At the urging of former Clinton Treasury Secretary Robert Rubin, Mr. Blinder wrote an essay, "Offshoring: The Next Industrial Revolution?" published last year in Foreign Affairs. "The old assumption that if you cannot put it in a box, you cannot trade it is hopelessly obsolete," he wrote. "The cheap and easy flow of information around the globe...will require vast and unsettling adjustments in the way Americans and residents of other developed countries work, live and educate their children." (Read that full article.)

In that paper, he made a "guesstimate" that between 42 million and 56 million jobs were "potentially offshorable." Since then he has been refining those estimates, by painstakingly ranking 817 occupations, as described by the Bureau of Labor Statistics, to identify how likely each is to go overseas. From that, he derives his latest estimate that between 30 million and 40 million jobs are vulnerable.

He says the most important divide is not, as commonly argued, between jobs that require a lot of education and those that don't. It's not simply that skilled jobs stay in the US and lesser-skilled jobs go to India or China. The important distinction is between services that must be done in the U.S. and those that can -- or will someday -- be delivered electronically with little degradation in quality. The more personal work of divorce lawyers isn't likely to go overseas, for instance, while some of the work of tax lawyers could be. Civil engineers, who have to be on site, could be in great demand in the U.S.; computer engineers might not be. ...

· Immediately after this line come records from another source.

PR #154, opened 2026-05-08
design(exo-zip): in-memory ZIP as exo readable-tree (PR #128 reshape blocker)

kriscendobot:
## Summary

Proposes `@endo/exo-zip`, a small package that exposes an in-memory
ZIP archive (read via `@endo/zip` with deflate/inflate) as a virtual
`ReadableTree` / `ReadableBlob` exo hierarchy consumable over CapTP.

The design responds to a PR #128 review comment from @kriskowal on
[packages/cli/src/commands/checkin.js:36](https://github.com/endojs/endo-but-for-bots/pull/128#discussion_r3205653903):

> An intermediate representation on the filesystem is superfluous.
> We can open a Zip in memory with `@endo/zip` (with deflate/inflate
> configured) and then present a virtual tree from the Zip.
> Consider creating an `@endo/exo-zip` package that exposes an
> in-memory ZIP as an Exo directory/file tree for consumption over
> CapTP.

PR #128 currently extracts the zip into a temp directory and walks it
with `makeLocalTree`, which doubles I/O, requires `try / finally`
cleanup, and conflates the zip-decoding concern with the tree-walking
concern.  This design collapses the `endo checkin -z` read path to:

```js
const sourceTree = makeExoZip(zipBytes);
await E(agent).storeTree(sourceTree, parsedName);
```

and ships a sibling `writeZipFromTree(readableTree)` walker for the
symmetric `endo checkout -z` write path.  The asymmetry between the
two sides (exo on the read side, function on the write side) is
deliberate and load-bearing, justified in the design.

## Reshape dependency

This design is a **reshape blocker for PR #128**.
PR #128's `extractZipToTemp` helper, `try / finally` cleanup, and the
inline `addTreeToZip` walker in `checkout.js` all collapse once
`@endo/exo-zip` lands.  The Implementation Phases section sequences
the work as: ship `@endo/exo-zip` first (phases 1 to 3 in one PR),
then retarget PR #128's substance against the new package (phase 4 in
a follow-on PR).

## Dependencies

Marked in the design's Dependencies table:

- **Depends on** [daemon-weblet-application](https://github.com/endojs/endo-but-for-bots/blob/llm/designs/daemon-weblet-application.md)
  for the `readable-tree` formula type.
- **Depends on (consumer)** [daemon-checkin-checkout](https://github.com/endojs/endo-but-for-bots/blob/llm/designs/daemon-checkin-checkout.md)
  for the `storeTree` host method and the `endo checkin` / `endo
[...]

PR #128, opened 2026-05-07
feat(cli): workers, zip in/out, and write-text verb

kriscendobot:
Refs: #38 (superseded; re-opened under the bot per the re-open-under-bot pattern because the original author cannot self-approve).

## Description

The `endo` CLI gains a `workers` verb that lists worker processes and the tenanted capabilities each one holds (name and type per tenant, with `--json` for structured output), a `write-text` verb that writes a single text payload to a named pet through pet-name path delegation, and `-z` / `--stdin` / `--stdout` zip support on `checkin` and `checkout` so directory bundles can move in and out of the daemon over a pipe. The `workers` listing fills a previously-missing inspection surface; the `write-text` verb covers in-place mutation of mount files distinct from `endo store`; the zip flags complete the daemon-checkin-checkout phase that was outstanding when the predecessor PR was filed.

### Security Considerations

The new verbs add no new authority boundary. `workers`, `write-text`, `checkin`, and `checkout` route through the same pet-name path delegation and worker-tenant capability model that the existing CLI uses; they are additional surfaces over the same daemon API rather than new privileged operations. The zip transport for checkin/checkout reuses the daemon's existing bundle handling rather than introducing a new code path.

### Scaling Considerations

No new steady-state resource cost. The `workers` verb walks the existing worker registry once per invocation. The zip support for checkin/checkout streams to and from a pipe and does not buffer whole bundles beyond what the zip codec already requires.

### Documentation Considerations

The new verbs are CLI-surface additions and need a mention in the CLI verb reference alongside the existing `endo` commands. No deployed-data migration is required: the verbs are additive and do not change the on-disk shape of anything the daemon persists.

### Testing Considerations

The change is exercised through the existing CLI test surface. The zip-pipe flags share the daemon-side bundle handling that checkin and checkout already covered, so the additional coverage focuses on the flag plumbing rather than re-testing the bundle codec.

### Compatibility Considerations

Backward compatible. The new verbs are additive. The new flags on `checkin` and `checkout` default off, so existing invocations continue to behave as before.

### Upgrade Considerations

No upgrade action required. There is no persistent-state change and no breaking interface change; deploying the new daemon and CLI together is sufficient.

PR #160, opened 2026-05-09
feat(exo-zip,exo-unzip): split into write-side + read-side per kriskowal naming (closes #154)

kriscendobot:
Closes #154 (the design's open questions are resolved inline).
Refs https://github.com/endojs/endo-but-for-bots/pull/160#issuecomment-… for kriskowal's naming directive.

## Summary

Per kriskowal's directive on this PR, the in-memory ZIP ↔ readable-tree adapter ships as **two packages with plain English verb names**, not one:

- **`@endo/exo-unzip`** exports `unzip(bytes) -> ReadableTree`. This is the read-side originally landed under `@endo/exo-zip` as `makeExoZip`; the implementation is unchanged, only the package directory, surface modules, internal source / test files, and the entry-point name have been renamed.
- **`@endo/exo-zip`** exports `zip(tree) -> Promise<Uint8Array>`. New write-side: walk a readable-tree exo (local or borne over CapTP), drain each leaf's `streamBase64()`, and accumulate into `@endo/zip`'s `ZipWriter`. STORE-only today, matching what `ZipWriter` itself supports.

The two packages compose: `await zip(unzip(bytes))` round-trips entries byte-for-byte (covered by a test).

## API surface

`unzip(zipBytes, options?) -> ReadableTree` (synchronous; same as before, renamed from `makeExoZip`).
- `zipBytes` (`Uint8Array`): the full archive content.
- `options.name` (string, optional): a diagnostic name used in error messages.

`zip(tree, options?) -> Promise<Uint8Array>` (new).
- `tree` (`ReadableTree`): readable-tree exo, local or remotable.
- `options.date` (`Date`, optional): mtime stamped on each entry's header.

Both interfaces are honoured by `unzip`'s output, the daemon's `ReadableTree`, and any other exo that conforms to `@endo/platform`'s `ReadableTreeInterface` / `ReadableBlobInterface`.

The walker uses `__getMethodNames__()` to discriminate sub-tree from leaf blob, mirroring `@endo/platform/checkout.js` so a CapTP-borne tree avoids noisy failed-method logs that duck-typing would generate per blob.

## Compression

Both packages are STORE-only today, bounded by `@endo/zip`'s reader (no DEFLATE inflate) and writer (no DEFLATE deflate). Once those land in `@endo/zip`, both `zip` and `unzip` will pick the method per entry without an API change. The `@endo/exo-unzip` README and the existing DEFLATE regression-pin test (renamed to `unzip.test.js`) document the gap on the read side.

## Tests

- **`@endo/exo-unzip`**: 29 tests (all the original ones, with the `makeExoZip` → `unzip` rename). Includes hostile-input rejection (zip-slip, control chars, collisions), stream / text / json / has / list / lookup happy-paths, deep-path lookup, `__getMethodNames__` discoverability, isomorphism stability, and the DEFLATE CRC regression-pin.
- **`@endo/exo-zip`**: 6 tests. Covers `zip(unzip(bytes))` byte-for-byte round-trip, binary content (0x00 / 0xff), root-only entry, deeply nested entry, empty tree, and date-option determinism.

`yarn lint` clean (eslint + tsc) for both packages; `prettier --check` clean across new + modified files.

## Design

`designs/exo-zip-package.md` carries an inline amendment recording the package split + new function names; the rest of the document is left intact for historic context. `designs/README.md`'s table entries are updated to mention both packages.

## Changesets

- `.changeset/exo-unzip-rename.md` — `@endo/exo-unzip: minor` (new package, was `@endo/exo-zip`).
- `.changeset/exo-zip-write-side.md` — `@endo/exo-zip: minor` (now the write-side; was the read-side under the same name).

## Considerations

- **Security**: Hostile-input rejection on the read side is unchanged (29 unzip tests). The write side accepts only what the readable-tree exo produces, so adversarial-segment risk is on the producer.
- **Performance**: STORE-only on both sides; no compression dictates O(content-size) throughput. `streamBase64` drain tolerates multi-chunk producers but `unzip`'s blobs are always single-chunk.
- **Compatibility**: Two private workspace packages. No external consumer depends on the old `@endo/exo-zip` name yet (this PR is the introduction).
- **Dependencies**: `@endo/exo-zip` depends on `@endo/zip`, `@endo/far`, `@endo/base64`, `@endo/harden`. `@endo/exo-unzip` keeps its prior set (adds `@endo/exo`, `@endo/platform`, `@endo/patterns`).
- **Documentation**: Both packages have a README with install / usage / API / compression / hardened-JS sections. Design doc has the split amendment.
- **Testing**: Round-trip test directly exercises the cross-package contract using both `unzip` and `zip` together.

## Files

- Renamed: `packages/exo-zip/` → `packages/exo-unzip/`; internal `src/exo-zip.js` → `src/unzip.js`; surface `exo-zip.js` → `unzip.js`; test `exo-zip.test.js` → `unzip.test.js`.
- New: `packages/exo-zip/{index.js,zip.js,src/zip.js,test/zip.test.js,README.md,package.json,LICENSE,SECURITY.md,tsconfig*.json}`.
- Updated: `designs/exo-zip-package.md` (amendment), `designs/README.md` (table entries), `yarn.lock`.
- New: `.changeset/exo-unzip-rename.md`, `.changeset/exo-zip-write-side.md`.


kriscendobot (commented):
## Panel review: PR #160 `feat(exo-zip): in-memory ZIP as exo readable-tree`

Twelve-perspective panel plus an adversarial juror.
Verdict: REQUEST CHANGES.
One must-fix dominates the report; the implementation itself is clean and well-tested for the inputs it actually handles.

### Must fix before merge

1. **`@endo/zip` does not implement DEFLATE.**
   The motivating use case is `endo checkin -z` on a user-supplied
   archive.
   A 139-byte DEFLATE zip from `python -m zipfile` fed to
   `makeExoZip(bytes)` throws
   `Zip integrity error: CRC-32 checksum mismatch, wanted … but actual
   content is …`.
   The cause is `packages/zip/src/format-reader.js:415-422`:
   `decompressFile` only accepts `compression.STORE` (`= 0`) and
   `grep -i 'deflate\|inflate' packages/zip/src/` returns nothing.
   The CRC error is misleading: bytes are valid, just never inflated,
   so the CRC of compressed bytes is compared against the CRC of the
   uncompressed entry.
   The design (`designs/exo-zip-package.md`) and the maintainer comment
   that prompted it both say "with deflate/inflate configured", which
   was an assumption about `@endo/zip` that does not hold today.
   Round-trip tests pass only because `ZipWriter` writes STORE; the
   18-test suite never exercises a DEFLATE input.
   Fix options, in increasing cost:
   - Catch non-`STORE` compression at `makeExoZip` time, throw a clear
     error before the misleading CRC check, document the limit in
     README, add a test asserting the error.
     Defer the PR #128 reshape until DEFLATE lands.
   - Wire DEFLATE into `@endo/zip` first (separate PR).
   - Inject a decompressor through `makeExoZip` options so callers
     supply inflate, keeping `@endo/zip` dependency-free.
   Either way the README example
   `await E(agent).storeTree(makeExoZip(zipBytes))` needs a
   "STORE-only today" caveat or the package cannot replace
   `extractZipToTemp`.

### Should fix in this PR

1. **Control-character bytes in path segments are not validated.**
   The validator rejects `\0` but accepts `\x01`–`\x1f`.
   A probe with entry name `a\x01b.txt` produces a tree node
   `"ab.txt"`.
   Daemon-side filesystem materialisation (the `storeTree` consumer)
   may not tolerate these on every host filesystem, and arguments
   smuggled through tree paths could end up in shell command lines
   downstream.
   Extend `assertSafeSegment` to reject `/[\x01-\x1f]/`.
   Saboteur skill 2 in `~/garden/skills/saboteur-adversarial-review.md`
   names this exact class.

2. **`lookup(['a', '', 'b.txt'])` errors as "No such entry: \"\"" at
   walk time, not at validation time.**
   The construction-time validator catches empty segments inside zip
   entry paths, but the `lookup` path argument bypasses it.
   For a defence-in-depth posture (and per the design's own
   "validation runs once at construction time" promise applied
   symmetrically), `lookup`/`list`/`has` should reject path arrays
   containing `''`, `.`, or `..`.

3. **Test coverage gaps.**
   The 18 tests are clean but biased toward `ZipWriter`-produced
   inputs.
   Add: a DEFLATE-compressed zip (asserts the must-fix error message
   when STORE-only), a control-character segment test, a `lookup` with
   an empty/`.`/`..` segment test, a unicode-lookalike test
   (`．．/x.txt` accepted, document the choice), and a stability
   assertion (two `makeExoZip(bytes)` calls produce isomorphic trees;
   I verified manually).

4. **`/** @type {any} */` around the methods object passed to
   `makeExo` (`src/exo-zip.js:222`) is a wide cast.**
   Per the type-assertion-discipline guidance in CLAUDE.md, prefer a
   narrower interface satisfying-record type or a typed helper that
   returns the inferred shape; the `any` discards the very type
   information the file's `// @ts-check` is supposed to enforce on
   `has`/`list`/`lookup` argument and return shapes.

### Out of scope / follow-up

- The two surface modules (`index.js` and `exo-zip.js`) both
  re-export only `makeExoZip` per the surface-module pattern; symmetry
  is correct.
  Keeping both costs nothing here.
- `streamBase64()` on a zero-byte entry yields one empty-string chunk
  before `done`.
  Documenting that an empty blob still produces one iteration step
  helps consumers avoid an edge case, but the behaviour itself is
  consistent.
- `@endo/platform/fs/lite` has no Node dependencies, so the README's
  XS / browser portability claim survives audit.
- 11 file additions, no unrelated diff hunks; diff hygiene is clean.
- Reuse of `ReadableTreeInterface` over the daemon's `EndoReadableTree`
  is the right call per the design and avoids a daemon dep.

### Per-perspective summary

Surface API: matches design.
Interface conformance: correct.
ZIP-format handling: must-fix above.
Surface-module pattern: correct.
Type discipline: one wide `any` cast.
Hardening: every export hardened; clean.
Test coverage: gaps above.
Error messages: clear, no `@endo/errors` use but messages are well-structured.
Documentation: README needs the STORE-only caveat.
Cross-package coherence: matches the platform fs-lite pattern.
API stability: `Uint8Array` + `options` shape leaves room for streaming overload.
Performance: lazy materialisation works; large STORE archives round-trip.
Adversarial: one accepted attack surface (control chars), one missing-validation symmetry gap (`lookup` args), and the dominant DEFLATE-CRC false-positive above.

kriskowal:
Please dispatch a subagent to mirror this PR in the bots repository, rebased on the llm branch, and shepherd it through CI. https://github.com/endojs/endo/pull/2997 This would give us deflate compression and let us make more progress on this change.

packages/exo-zip/README.md
```diff
@@ -0,0 +1,111 @@
...
+  `7z`, GitHub release tarballs, and `python -m zipfile`) reports a
+  misleading `CRC-32 checksum mismatch` error rather than a clear
+  "compression method unsupported".
+  Round-trip tests pass because `@endo/zip`'s `ZipWriter` only writes
+  STORE.
+  See the regression-pin test in
+  `test/exo-zip.test.js` and PR #160 for context.
+  Until DEFLATE lands in `@endo/zip`, callers that need to consume
+  arbitrary user-supplied archives should keep using
+  `extractZipToTemp` rather than this package.
```
kriskowal: Please update for support of inflate/deflate.

kriskowal (changes requested):
This is good. The scope of this package, implied by the name, will inevitably need to also cover creation of ZIP files from readable trees. It will not need to deal with modifying a ZIP file in-place, but will need to be able to perform the reverse operation: construct a ZIP file from an arbitrary, readable tree.

This may be a follow-up, but we should sort out how these utilities will be named before committing to a public API.

kriskowal:
Let’s name these function `zip` and `unzip`, exported from `@endo/exo-zip` and `@endo/exo-unzip` packages. Unzip takes bytes and produces a readable tree. Zip takes a readable tree and produces bytes.

kriskowal:
Be sure to revise the design document accordingly as we adjust the implementation.

packages/exo-unzip/test/unzip.test.js
```diff
@@ -0,0 +1,467 @@
...
+  let total = 0;
+  for (const chunk of chunks) total += chunk.length;
+  const out = new Uint8Array(total);
+  let offset = 0;
+  for (const chunk of chunks) {
+    out.set(chunk, offset);
+    offset += chunk.length;
+  }
+  return out;
+};
```
kriskowal: This is fishy. base64 does not trivially concatenate. We need to accumulate the encoded chunks and decode the resulting string. Please induce a test that has a chunk split in a way that would not work then fix it.

kriskowal (changes requested):
It looks like we could deduplicate some code with an `@endo/exo-zip-common` or moving some utilities like the path validator to `@endo/zip` so they can be used by both unzip and zip.

.changeset/zip-path-validators.md
```diff
@@ -0,0 +1,14 @@
...
+Add `@endo/zip/path.js` exporting `assertSafePathSegment`,
+`assertSafePathSegments`, and `splitAndValidatePath`.
+These per-segment validators reject empty, `.`, `..`, and
+control-character (`\x00`-`\x1f`) segments, hardening both
+read-side adapters that derive a directory hierarchy from a
+zip's central directory and write-side adapters that serialize
+a tree into archive entries.
+The validators were previously duplicated in `@endo/exo-unzip`
+and have been hoisted so both `@endo/exo-zip` and
+`@endo/exo-unzip` share a single definition.
```
kriskowal: Omit. This is a detail that was never merged. Make a note that changesets do not capture process, nor even the individual changes, only the transition from release to release.

designs/exo-zip-package.md
```diff
@@ -4,9 +4,30 @@
...
+  This is the symmetric write-side that was originally deferred to
+  inline use in `checkout.js`.
+
+Function names are plain English verbs (`zip`, `unzip`), not
+`make…` factories.
+The rest of this document refers to the original single-package
+shape and `makeExoZip` for historic context; the implementations
+under `packages/exo-unzip/` and `packages/exo-zip/` carry the
+final names.
+
```
kriskowal, line 30: Weave this in for retroactive continuity (“retcon”).

kriskowal (commented):
The LLM branch has ZIP support for DEFLATE. Please revise to integrate with it.

kriskowal (changes requested):
Please restage these commits into sensible groups culminating in the same tree.

.changeset/zip-inflate-deflate-exports.md
```diff
@@ -0,0 +1,11 @@
+---
+'@endo/zip': minor
+---
+
+`@endo/zip` now exposes `inflate` and `deflate` at
+`@endo/zip/inflate.js` and `@endo/zip/deflate.js`.
```
kriskowal: These can be aliased without the extension now

packages/exo-unzip/src/unzip.js
```diff
@@ -0,0 +1,355 @@
...
+// support and `inflate()` then throws at archive-read time.
+let canInflate = false;
+try {
+  // eslint-disable-next-line no-new
+  new DecompressionStream('deflate-raw');
+  canInflate = true;
+  // eslint-disable-next-line no-empty
+} catch {}
+
+const textDecoder = new TextDecoder('utf-8', { fatal: false });
```
kriskowal: Use the new bytes package

packages/exo-unzip/src/unzip.js
```diff
@@ -0,0 +1,355 @@
...
+    throw new Error(
+      `Zip ${archiveName} entry ${JSON.stringify(
+        fullPath,
+      )} collides with an existing file`,
+    );
+  }
+  if (node.children.has(leaf)) {
+    const existing = /** @type {TreeNode} */ (node.children.get(leaf));
+    if (existing.children) {
+      throw new Error(
```
kriskowal: Use endo/errors

packages/exo-unzip/src/unzip.js
```diff
@@ -0,0 +1,355 @@
...
+    } else {
+      addEntry(root, fullPath, archiveName);
+    }
+  }
+
+  return root;
+};
+harden(buildTree);
+
+/**
```
kriskowal: Please look into using exo-strram

kriskowal:
Rebase

designs/exo-zip-package.md
```diff
@@ -4,9 +4,61 @@
 |---|---|
 | **Created** | 2026-05-08 |
 | **Author** | Kris Kowal (prompted) |
-| **Status** | Proposed |
+| **Status** | Proposed (split into two packages per PR #160 directive) |
 | **Source** | PR #128 inline review comment ([discussion_r3205653903](https://github.com/endojs/endo-but-for-bots/pull/128#discussion_r3205653903)) |
 
+## Amendment 2026-05-10: package split
```
kriskowal, line 10: Please use the voice of the maintainer.

packages/exo-unzip/src/unzip.js
kriskowal: Pardon, exo-stream

packages/exo-unzip/src/unzip.js
```diff
@@ -0,0 +1,336 @@
...
+ *
+ * Accepts either a `Uint8Array` or a `Promise<Uint8Array>` so the
+ * caller can defer (potentially async) decompression to the moment
+ * the consumer asks for the first chunk; the `streamBase64()` exo
+ * method must return a remotable iterator synchronously per its
+ * `M.remotable()` guard, but the iterator body itself is async.
+ *
+ * @param {Uint8Array | Promise<Uint8Array>} bytesOrPromise
+ */
+async function* base64Chunks(bytesOrPromise) {
```
kriskowal: Odd too optimize for the case of an empty zip file

kriskowal: This utility belongs in base64 and should not be entrained by unzip. We are moving away from base64 streaming as soon as passable bytes land

packages/exo-unzip/src/unzip.js
```diff
@@ -0,0 +1,336 @@
...
+ *
+ * @param {ZipReader} zipReader
+ * @param {string} fullPath
+ */
+const makeUnzipBlob = (zipReader, fullPath) => {
+  // Decompress lazily on first method call. `@endo/zip`'s reader
+  // already holds the compressed bytes in memory; the async `get`
+  // path runs the configured `inflate` (DEFLATE) once per call.
+  // STORE entries skip inflate entirely.
+  return makeExo('UnzipBlob', ReadableBlobInterface, {
```
kriskowal: This should be a utility of exo-stream like exo-stream/blob blobFromBytes

designs/exo-zip-package.md
kriscendobot: Done in 5c96ef26: rewrote the PR #160 amendments (and the design's other self-references) in the first person. Since the doc is authored as you, it no longer refers to "the maintainer" in the third person — e.g. "On PR #160 I split…", "I flagged this on checkin.js:36", "Per my guidance on Open Question 3".

packages/exo-unzip/src/unzip.js
kriscendobot: Grouping this with the "belongs in base64" and "exo-stream/blob blobFromBytes" comments below — they're one coupled change (see my top-level summary).

Heads-up on a blocker I found while tracing this: the whole `streamBase64` path currently imports a **non-existent** `makeIteratorRef` from `@endo/platform/fs/lite` (it isn't exported anywhere in the repo), and `streamBase64` is declared `() => …` while `ReadableBlobInterface` guards it as `M.call(M.any()).returns(M.promise())`. So the module never actually loaded — this predates my change (it's on the prior review-feedback commit). The house-style fix that also answers "use exo-stream" is the daemon's `makeBytesBlob` shape: `makeReaderPump(mapReader(byteChunks, encodeBase64))` on the producer, `iterateBytesReader` on the consumer. I've held off executing that until you confirm direction, because it's a cross-package change that rewrites the base64 contract tests — details in the summary.

packages/exo-unzip/src/unzip.js
kriscendobot: Done in a5e44876: dropped the `if (total === 0) { yield ''; return; }` branch. An empty payload already produces zero chunks, which a consumer joins to `''` and decodes to empty bytes, so the special case was redundant.

kriscendobot: Two ways to take this, and they interact with the "use exo-stream" comment above:

1. **Relocate** `base64Chunks` verbatim into `@endo/base64` (e.g. `@endo/base64/stream.js`), imported by unzip.
2. **Drop it entirely** by adopting `@endo/exo-stream`'s `bytesReaderFromIterator` / `iterateBytesReader`, which base64-encode each chunk on the producer and decode each chunk on the consumer independently — so there's no join-then-decode contract at all (this also retires the "base64 doesn't trivially concatenate" concern from the earlier review, since chunks never get concatenated before decoding).

I lean toward (2): it satisfies "use exo-stream" in the same stroke and removes the fragile mid-stream-padding invariant rather than relocating it. It does mean deleting the three `drainBase64`/3-byte-boundary contract tests here (and one in `@endo/exo-zip`) and adding an `@endo/exo-stream` dependency to `@endo/exo-zip`. Confirm (1) vs (2) and I'll land it.

packages/exo-unzip/src/unzip.js
kriscendobot: Agreed in principle, but there's a layering snag for a full `blobFromBytes`: a `ReadableBlob` needs `ReadableBlobInterface`, which lives in `@endo/platform` (`src/fs/interfaces.js`), and `@endo/platform` already depends on `@endo/exo-stream`. So a `@endo/exo-stream/blob` that returns a full `ReadableBlob` (text / json / streamBase64) would create a `platform → exo-stream → platform` cycle.

Two ways out:
- Move `ReadableBlobInterface` (or a base version of it) down into `@endo/exo-stream`, so `blobFromBytes` can own the whole surface.
- Have `@endo/exo-stream/blob` expose only the bytes-reader half (`bytesReaderFromIterator`) and let `@endo/exo-unzip` compose the `ReadableBlob` (text/json + the exo-stream stream) from it.

Which do you want? The second avoids the cycle and is the smaller change; the first gives you the reusable `blobFromBytes` you sketched.

packages/exo-unzip/src/unzip.js
kriskowal: I agree.

packages/exo-unzip/src/unzip.js
kriskowal: I revise my position. The `blobFromBytes` should be a facility of `@endo/platform/blob`.

packages/exo-unzip/src/unzip.js
kriscendobot: Acknowledged. The unzip-local base64 utility has been removed; byte-backed ReadableBlob construction now lives in @endo/platform/blob. Addressed in https://github.com/endojs/endo-but-for-bots/commit/140175751e93ee32c57a37b0bc1a343e61820e75.

packages/exo-unzip/src/unzip.js
kriscendobot: Addressed in https://github.com/endojs/endo-but-for-bots/commit/140175751e93ee32c57a37b0bc1a343e61820e75. blobFromBytes is now the public @endo/platform/blob facility, and unzip delegates each leaf to it.

packages/platform/src/blob.js
```diff
@@ -0,0 +1,49 @@
...
+ */
+export const blobFromBytes = bytesOrPromise => {
+  const bytes = () => Promise.resolve(bytesOrPromise);
+  return makeExo('Blob', ReadableBlobInterface, {
+    /** @param {unknown} synHead */
+    streamBase64: synHead =>
+      makeReaderPump(base64Chunks(bytes()))(/** @type {any} */ (synHead)),
+    text: () => bytes().then(bytesToText),
+    json: () =>
+      bytes().then(resolvedBytes => JSON.parse(bytesToText(resolvedBytes))),
```
kriskowal, line 41: Note that there is parallel work to add ranged reads that might apply here.

packages/exo-zip/src/zip.js
```diff
@@ -0,0 +1,128 @@
+// @ts-check
+/* eslint-disable no-await-in-loop */
+
+import harden from '@endo/harden';
+import { E } from '@endo/far';
+import { iterateBytesReader } from '@endo/exo-stream/iterate-bytes-reader.js';
+import { ZipWriter } from '@endo/zip/writer.js';
+import { deflate } from '@endo/zip/deflate.js';
```
kriskowal, line 8: Please post a job to design an amendment to the zip/deflate and zip/inflate modules such that Endor supports these algorithms with simpler native Rust implementations and exposed host functions, which are used in the presence of the `xs` build condition, `-C xs`.

packages/platform/package.json
```diff
@@ -78,6 +80,7 @@
   "devDependencies": {
     "@endo/captp": "workspace:^",
     "@endo/pass-style": "workspace:^",
+    "@endo/ses-ava": "workspace:^",
```
kriscendobot, line 83: Added `@endo/ses-ava` here (`workspace:^`) to declare the dependency that `test/blob.test.js` imports via `@endo/ses-ava/prepare-endo.js`. This clears the `import/no-extraneous-dependencies` lint error that was failing CI.

packages/platform/src/blob.js
kriscendobot: Acknowledged. The native-XS design follow-up will inspect the parallel ranged-read work for applicable interfaces or implementation patterns before recommending the ZIP path.

packages/exo-zip/src/zip.js
kriscendobot: Dispatched the dedicated designer job `endojs-endor-native-zip-xs-design` for this amendment. It is now in progress and is scoped to a separate design deliverable, leaving this implementation PR unchanged.

kriscendobot: Completed: the designer delivered https://github.com/endojs/endo-but-for-bots/pull/828, covering the native Rust raw-DEFLATE host-function path under `-C xs`, its ABI migration, bounded inflate, and XS test plan. PR #160 remains unchanged by that separate design work.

Diana Farrell, head of the McKinsey Global Institute, a pro-globalization think-tank arm of the consulting firm that has done its own analysis of vulnerable jobs, calls Mr. Blinder "an alarmist" and frets about the impact he is having on politicians, particularly the Democrats who see resistance to free trade as a political winner. She insists many jobs that could go overseas won't actually go.

Ms. Farrell says Mr. Blinder's work doesn't take into account the realities of business which make exporting of some jobs impractical or which create offsetting gains elsewhere in the U.S. economy. ...

Mr. Blinder says there's an urgent need to retool America's education system so it trains young people for jobs likely to remain in the U.S. Just telling them to go to college to compete in the global economy is insufficient. A college diploma, he warns, "may lose its exalted 'silver bullet' status." It isn't how many years one spends in school that will matter, he says, it's choosing to learn the skills for jobs that cannot easily be delivered electronically from afar.

Similarly, he says any changes to the tax code should encourage employers to create jobs that are harder to perform overseas. While Mr. Gomory, the former IBM chief scientist, suggests tax breaks for companies that create "high value-added jobs," Mr. Blinder says the focus should be on jobs with person-to-person contact, regardless of pay and skill levels -- from child day-care providers to physicians.

Mostly he wants to shock politicians, policy makers and other economists into realizing how big a change is coming and what new sectors it will reach. "This is something factory workers have understood for a generation," he says. "It's now coming down on the heads of highly education, politically vocal people, and they're not going to take it."